Where the Device Fits Globally

It's not for well-resourced systems. Xu noted they're particularly suited to low-resource areas, including low and middle-income countries, where access to skilled ultrasound operators and frequent hospital visits is far from guaranteed. So the UPatch wearable ultrasound is a potential equaliser in global maternal health, and its eventual utility, assuming successful development beyond proof-of-concept, may be greatest where the current standard of care is thinnest. Diagnostic technologies that reduce dependence on specialist operators and physical infrastructure tend to shift the geography of care, moving data collection from the hospital to the home.

The False Alarm Problem

Obstetric continuous monitoring is checkered. Current methods of tracking foetal heart rate and contractions produce false alarms at a rate that erodes clinician trust and drives unnecessary interventions. A wearable that generates continuous data could, in theory, compound this problem by flooding the clinical workflow with noise. The UPatch wearable ultrasound takes a different route. It images blood flow and structure rather than relying on indirect proxies, and the research team built algorithms to address signal loss caused by foetal movement and the depth of blood vessels. The study's finding that temporary fluctuations don't always signal persistent problems suggests the team is already grappling with the distinction between signal and noise. But that distinction, far more than the hardware itself, may determine whether this technology changes clinical practice.

The Wireless Road Ahead

It's a proof-of-concept device. Tethered to external electronics, it requires initial placement via traditional ultrasound. Park acknowledged the constraints, stating that the team is developing a wireless version and that their long-term vision is a wearable ultrasound system for continuous daily use at home and during normal activities. So that vision, if realised, would transform the device from a research instrument into a consumer-adjacent health product, with all the regulatory and reimbursement questions that such a shift entails. The involvement of researchers with ties to health tech companies hints at commercial intent, though the published work remains in the domain of academic validation.

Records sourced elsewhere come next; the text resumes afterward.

PR #3240, opened 2015-04-18
Use Random instead of SecureRandom in request_id

jaym:
SecureRandom is quite a bit slower on Windows

Does RequestID need to use SecureRandom?

cc @lamont-granquist @stevendanna @chef/client-core

### DIFF
--- a/lib/chef/request_id.rb
+++ b/lib/chef/request_id.rb
@@ -15,7 +15,6 @@
 # limitations under the License.
 #
 
-require 'securerandom'
 require 'singleton'
 
 class Chef
@@ -31,7 +30,11 @@ class Chef
     end
 
     def generate_request_id
-      SecureRandom.uuid
+      ary = Random.new.bytes(16).unpack("NnnnnN")
+      ary[2] = (ary[2] & 0x0fff) | 0x4000
+      ary[3] = (ary[3] & 0x3fff) | 0x8000
+      "%08x-%04x-%04x-%04x-%04x%08x" % ary
     end
+
   end
 end


lib/chef/request_id.rb
```diff
@@ -15,7 +15,6 @@
 # limitations under the License.
 #
 
-require 'securerandom'
```
tyler-ball: Shouldn't there still be a `require 'random'` in the new file?

btm: looks like it's in the standard library.

btm:
We need a unit test for generate_required_id now. it "looks like a UUID."

mmzyk:
Since I saw this, the UUID generated is used by reporting. So long as it's a UUID then all should be well. Specifically, securerandom.uuid is generating a v4 UUID as outlined on wikipedia here:

https://en.wikipedia.org/wiki/Universally_unique_identifier#Version_4_.28random.29 

So that's the form we'd want to test around.

This stackoverflow actually has a great answer on how securerandom.uuid works: http://stackoverflow.com/questions/16650764/securerandom-uuid-vs-uuid-gem

securerandom is taking longer b/c it's trying very heard to get a random seed.  It also tries, in order:

openssl
/dev/urandom/
Win32

so it's going to fail the first two checks on Windows and try Win32. I have no idea how fast Win32 is, but it might be worth seeing if the slowdown is Ruby trying to access this.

What Continuous Data Unlocks

Georgieva pointed to an underappreciated dimension. Beyond the clinical use case, continuous monitoring generates a research asset. "For us, having data like this can open the door to learning so much more about what makes some babies survive and others not," she said. This signals a long-term research agenda, not a short-term product launch.

• The device functions as both a potential clinical intervention and a tool for generating new knowledge.
• It promises to build the evidence base that prenatal medicine has lacked because the tools for gathering that evidence did not exist.
• No timeline for commercial availability is offered, and the published work claims no readiness for clinical deployment.

Proof of concept, says Georgieva. This paper marks a very important step because it shows how practically something like continuous, non invasive foetal monitoring can be done outside the hospital, a category that's stubbornly resisted innovation. But the UPatch wearable ultrasound will either be remembered as an early prototype that pointed the way or as the starting point of a new standard of care. So that determination now depends on the engineering work ahead, the regulatory pathway that follows, and the willingness of health systems to reimagine prenatal surveillance as something that happens continuously, not episodically.